# How to Find Domain and Range

## Domain and Range

Hello, and welcome to this video on domain and range! In this video, we will see

• What domain and range are
• And how to find the domain and range of a function

Remember, a function is a relation between two sets of numbers, an input and an output. Each element of the input produces a unique element of the output.

The domain of a function is the set of all possible inputs of a function. This means it is any number you can plug into a function. For most functions, this will be any number you can plug in for the letter x. Almost every time, your domain will be all real numbers, except for a few special cases like square root functions and rational numbers.

The range of a function is the set of all of the possible outputs of a function. Typically this will be represented by the letter y or f of x. The range is any number that you can get when you plug in any number for x.

Let’s look at a simple linear function: y equals 4x plus 3. y = 4x + 3. We are going to find the domain and range using just the equation, by looking at a graph, and by looking at a table.

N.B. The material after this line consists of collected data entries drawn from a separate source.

PR #324, opened 2021-05-15
add mobile power button

mittalyashu:
| Preview |
| --- |
| CleanShot 2021-05-15 at 09 46 07@2x |

### DIFF
--- a/icons/mobile-power-button.svg
+++ b/icons/mobile-power-button.svg
@@ -1,0 +1,16 @@
+<svg
+  xmlns="http://www.w3.org/2000/svg"
+  width="24"
+  height="24"
+  viewBox="0 0 24 24"
+  fill="none"
+  stroke="currentColor"
+  stroke-width="2"
+  stroke-linecap="round"
+  stroke-linejoin="round"
+>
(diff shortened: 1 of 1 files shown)


locness3:
Hmm

mittalyashu:
Something wrong with the icon?

locness3:
I'll be the PR template :
- **What is the purpose of this icon?** : e.g. Shows that one can click it to... / Is used to denote or label...
- **Have you considered alternative possibilities** for its naming or design?

ericfennis:
I think this one is too specific and abstract.

mittalyashu:
My idea for designing this icon was creating a mobile power button.

iPhone power button, for instance.

locness3:
I understood that, but in what context should it be used?

mittalyashu:
IDK, if there will be any copyright issue from Apple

Let’s think about this algebraically for a minute. The domain is any number we can put in place of the x. You could put 1, 2, negative 7, 84, or any other number in place of the x. This means that the domain is: negative infinity is less than or equal to x is less than or equal to positive infinity. Another way to say this is that the domain is the set of all real numbers.

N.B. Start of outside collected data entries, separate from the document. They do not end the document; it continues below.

PR #327, opened 2021-05-15
add alphabet-b icon

mittalyashu:
| Preview |
| --- |
| CleanShot 2021-05-15 at 11 47 44@2x |

### DIFF
--- a/icons/alphabet-b.svg
+++ b/icons/alphabet-b.svg
@@ -1,0 +1,14 @@
+<svg
+  xmlns="http://www.w3.org/2000/svg"
+  width="24"
+  height="24"
+  viewBox="0 0 24 24"
+  fill="none"
+  stroke="currentColor"
+  stroke-width="2"
+  stroke-linecap="round"
+  stroke-linejoin="round"
+>
+  <path d="M7 3v18" />
+  <path d="M7 3h4c7.374 0 8.603 9 0 9m-4 9h4c8.603 0 7.374-9 0-9m-4 0h4" />
+</svg>


locness3:
@mittalyashu please use the pull request template...

mittalyashu:
Didn't knew we've PR template, I mostly create a PR directly from VS code.

Will do that next time.

MoltenCoffee:
The B feels a bit off for me. It might be the 'comic sans'-y playfullness of the rounded edges, but I think it's mostly the fact that both the upper and lower counter (the open areas inside) are the same size and shape. Most font families will have the upper counter be slightly smaller than the lower one. 
I'm sorry for nitpicking here, but I have the feeling this 'B' is also a lot more 'playful' than the even more geometric 'A' in #258.

In general though, I'm personally not entirely sure there's really a need for letters. In my experience fonts are really a skill in its own right, and require a lot of work to look natural. I'm also somewhat afraid of a slippery slope, would we need underscores, slashes, and punctuation as well? Cyrilic characters?

mikeott:
@MoltenCoffee I agree. The design language is not quite the same as the rest of the iconography.

@mittalyashu Adding a random letter suggests the rest of the English speaking alphabet should also be considered. And if so, what about numerals? And even then, why only English? This is a slippery slope and seems like a pretty good way to add unnecessary bloat.

An icon is a way to graphically represent something symbolic, a concept or an idea. Letters and numbers are what they are - just letters and numbers and don't require graphical representation to explain what they are, hence, can not be considered icons.

mittalyashu:
Hmm... @mikeott you do make a point.

Okay, closing this PR for now.

@ericfennis what should we do about "A" icon already added to the set.

ericfennis:
I agree with @MoltenCoffee and @mikeott. We should avoid adding typographic. Then we can better consider making a font 😄 . 

@mittalyashu Yeah close it as wel.

mikeott:
@mittalyashu If it helps, there is this: https://lucide.dev/icon/bold

mittalyashu:
> @mittalyashu If it helps, there is this: https://lucide.dev/icon/bold

Wait, when did we had that icon 😂

locness3:
lmao, perfect.

fbarikzehi:
I suggest adding a guideline like `Avoid adding typographic icons` to the PR checklist.

PR #328, opened 2021-05-16
Prompt for tags in PR template

locness3:


ericfennis (approved):
Yess nice addition. I will add the missing tags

What about our range? Well, if I plug in 1 for x, I get 7 and if I plug in 2 for x, I get 11. But I can also plug in 1.5 for x, which would give me 9, or 1.25 for x, which would give me 8. I can plug in any decimal number, so for this equation, I can also get out any number for y by searching for the right x. The range of this function is also the set of all real numbers.

Now I want to check this graphically. If we graph this function, we see that it is a line. Lines continue across every value of x and every value of y. This matches up with what we found out by thinking through it algebraically. This further proves that domain and range are both the set of all real numbers.

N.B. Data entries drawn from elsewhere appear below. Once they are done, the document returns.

PR #329, opened 2021-05-16
Update tags for the website

### LINKED ISSUE #314: Recently merged icons need tags again!
Also it should be added in the design guide, that one should submit icons with some tags.

ericfennis:
Closes #314

### DIFF
--- a/tags.json
+++ b/tags.json
@@ -13,7 +13,9 @@
   "alarm-check": [
     "done"
   ],
-  "alarm-clock": [],
+  "alarm-clock": [
+    "morning"
+  ],
   "alarm-minus": [
     "remove"
   ],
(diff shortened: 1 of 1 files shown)


tags.json
```diff
@@ -234,6 +275,11 @@
     "paint",
     "color"
   ],
+  "bug": [
```
locness3, line 278: `insect`?

tags.json
```diff
@@ -348,6 +439,10 @@
     "source",
     "programming"
   ],
+  "code-2": [
```
locness3, line 442: `html` and `xml`? as well for `code-1`

tags.json
```diff
@@ -480,8 +575,12 @@
     "money",
     "payment"
   ],
-  "download": [],
-  "download-cloud": [],
+  "download": [
```
locness3, line 578: *export?

tags.json
```diff
@@ -540,56 +643,78 @@
...
+    "document"
   ],
   "file-plus-2": [
     "add",
     "create",
-    "new"
+    "new",
+    "document"
   ],
   "file-search": [
```
locness3, line 692: `find` as well

locness3 (changes requested):
Some suggestions, didnt go through the whole thing

tags.json
ericfennis: https://en.wikipedia.org/wiki/Insect

ericfennis:
@locness3 updated!

tags.json
locness3: https://en.wikipedia.org/wiki/Bug?wprov=sfla1

> More broadly, any of many small, primarily terrestrial invertebrates, such as Insects

ericfennis: yeah true, but it's just an tag to help people search for icons. 
So any related words or part of something or synonyms are welcome.

locness3 (approved):
lgtm.

PR #341, opened 2021-05-31
add reply-icons

Andreto:
#128


Andreto:
Tags could not be updated without conflict.

ericfennis (approved):
Awesome work, thank you!

PR #351, opened 2021-06-19
create wand icon

mittalyashu:
| Preview |
| --- |
| CleanShot 2021-06-19 at 13 00 06@2x |

### DIFF
--- a/icons/wand.svg
+++ b/icons/wand.svg
@@ -1,0 +1,20 @@
+<svg
+  xmlns="http://www.w3.org/2000/svg"
+  width="24"
+  height="24"
+  viewBox="0 0 24 24"
+  fill="none"
+  stroke="currentColor"
+  stroke-width="2"
+  stroke-linecap="round"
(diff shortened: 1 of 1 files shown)


ericfennis:
@mittalyashu Nice icon!
I think the horizontal right icon  is a bit shifted to the left.

locness3:
Lacks some spacing IMO, doesn't look very Lucidey. (please use the pull request template)

mittalyashu:
The size of the wand is 12px in width & height, i don't see it shifted.

mittalyashu:
Only at the top there is 1px spacing.

JanTrichter:
> 
> 
> The size of the wand is 12px in width & height, i don't see it shifted.

I think they mean this part of the wand which is different from the other parts.
grafik

ericfennis:
Exactly @JanTrichter

ericfennis:
my pruposal:
wand 24px

wand

PR #355, opened 2021-07-02
Build multiple font weights in action

### LINKED ISSUE #354: Request: Multiple font weights for web fonts
It would be nice to have thin/medium/thick versions of the webfonts available.

I think this could be done in outline_svg.js by changing the stroke width before calling outline stoke, and then generating the fonts for each width.

Billiam:
Fixes #354 

This PR creates a build artifact with fonts in several different weights. `fontcustom` doesn't support any kind of font weight combining that I see, so if you wanted to use multiple weights in the same project, you'd need to create a merged CSS file with the additional font faces you need.

The default weight (2) has no name suffix, while the others (1, 1.5, 2.5, and 3) use filenames that might match their expected css font-weights.

Shown: 200, 400 (the default), and 600 weight:
New Project

Artifact output: https://github.com/Billiam/lucide/suites/3139790111/artifacts/72098979

### DIFF
--- a/.github/workflows/font.yml
+++ b/.github/workflows/font.yml
@@ -50,10 +50,11 @@ jobs:
 
     - name: Build 'Lucide'
       run: |
+          mkdir build
           list=(_200 _300 "" _500 _600)
           for name in "${list[@]}"
           do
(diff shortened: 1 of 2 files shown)


ericfennis:
Nice work!

ericfennis (approved):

Now let’s look at a table of values for the first four terms of this function.

 X Y 1 7 2 11 3 15 4 19

In this case, we are only looking at a portion of the function, so our domain of values would be {1, 2, 3, and 4} and our range of values would be {7, 11, 15, and 19}.
Let’s try a couple of examples. What is the domain and range of the function y equals x squared minus 4x plus 3? $$y=x^{2}-4x+3$$?

The domain is the list of numbers that can be plugged in for x. You can plug in any number for x, so the domain is the set of all real numbers.

What about our range? Let’s figure this out by looking at a graph of the equation.

Remember, our range is every possible value for y. If we look at our graph, we see that it is a parabola that opens up with a vertex at (2, negative 7) . This means that our range is y is greater than or equal to negative 7.

Let’s try one more example, this time using a table for the function y equals 2x minus 1 $$y = 2x – 1$$.

 X Y 7 13 14 27 21 41 28 55

What would be our domain and range given this table? Our domain would be {7, 14, 21, and 28} and our range would be {13, 27, 41, and 55}.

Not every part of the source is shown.